[Records from a data source]
=== Section Start ===
PR #126, opened 2017-05-10
Use headers to control debug logging instead of timing.

jessemyers:
It turned out that the log level update logic was very impractical because
a real world setting will have many instances spread across multiple processes;
updating the logging levels only takes place in one of these.

A better approach is enable logging per request by a header.

### DIFF
--- a/microcosm_flask/audit.py
+++ b/microcosm_flask/audit.py
@@ -3,8 +3,9 @@ Audit log support for Flask routes.
 
 """
 from collections import namedtuple
+from contextlib import contextmanager
 from functools import wraps
-from logging import getLogger
+from logging import DEBUG, getLogger
 from json import loads
 from traceback import format_exc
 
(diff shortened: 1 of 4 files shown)


microcosm_flask/audit.py
```diff
@@ -45,6 +46,33 @@ def should_skip_logging(func):
     return getattr(func, SKIP_LOGGING, False)
 
 
+@contextmanager
```
jessemyers: This is the new logic. It's simple and powerful.

My main question is: should we use `X-Request-Debug` as the header name so that debugging gets passed through to downstream requests?

 - Advantage: it's useful
 - Disadvantage: passing specific log component names is often useless across different components

One possible solution is to simplify to a boolean value and always set the root logger only.

cdm-ium: I'm fine with using that header name. I think boolean value + root logger makes sense.

microcosm_flask/audit.py
```diff
@@ -45,6 +46,33 @@ def should_skip_logging(func):
...
+    Context manager to conditionally set logging levels.
+
+    Supports setting pre-request, comma-delimited logging levels using the `X-Debug` header.
+    Maps the root logger to "*" for disambiguation.
+
+    """
+    # extra logger names from headers
+    loggers = [
+        "" if logger.strip() == "*" else logger.strip()
+        for logger in request.headers.get("x-debug", "").split(",")
```
cdm-ium: I wonder if we could leverage `graph.opaque` instead of explicitly calling `request.headers` and maybe put all this in `microcosm-logging` (which already depends on microcosm)?

I understand we should try it out first and abstract later but just a thought that occurred to me after thinking we'll want the same thing for the pubsub layer, especially because more of our debug logs will be there.

cdm-ium:
+1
=== Section End ===
TO DO:
Copy out the lines above with "will" in them.

OUTPUT FOR THIS EXERCISE:
a real world setting will have many instances spread across multiple processes;
I understand we should try it out first and abstract later but just a thought that occurred to me after thinking we'll want the same thing for the pubsub layer, especially because more of our debug logs will be there.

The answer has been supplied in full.